EXERCISE INPUTS:
--
PR #382, opened 2026-09-15
fix(security): sanitize sibling callback names

steipete:
Fallback filenames pass through the same sanitization as primary names, and completed sibling staging components are validated before producer callbacks run. This closes bypasses through fallback and callback names while preserving bounded filenames, extension handling, and Windows device-name rejection.

The integration keeps the current descriptor-handoff and private-producer cleanup lifecycle. Callback parents retain valid Windows namespace-root spelling, and raw/resolved parent aliases are checked before constructing the completed path. Internal callback tests use the new directory/component interface while preserving receiver identity and isolation behavior.

The package builds and 218 focused filename, output, callback, snapshot, namespace, and private-producer tests pass (26 platform skips). Fresh independent review through P2 is clean. Complete platform CI passed on the final PR head.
--
ACTION ITEM:
Every line above that holds the word "namespace" needs to be copied.

EXERCISE RESPONSE:
The integration keeps the current descriptor-handoff and private-producer cleanup lifecycle. Callback parents retain valid Windows namespace-root spelling, and raw/resolved parent aliases are checked before constructing the completed path. Internal callback tests use the new directory/component interface while preserving receiver identity and isolation behavior.
The package builds and 218 focused filename, output, callback, snapshot, namespace, and private-producer tests pass (26 platform skips). Fresh independent review through P2 is clean. Complete platform CI passed on the final PR head.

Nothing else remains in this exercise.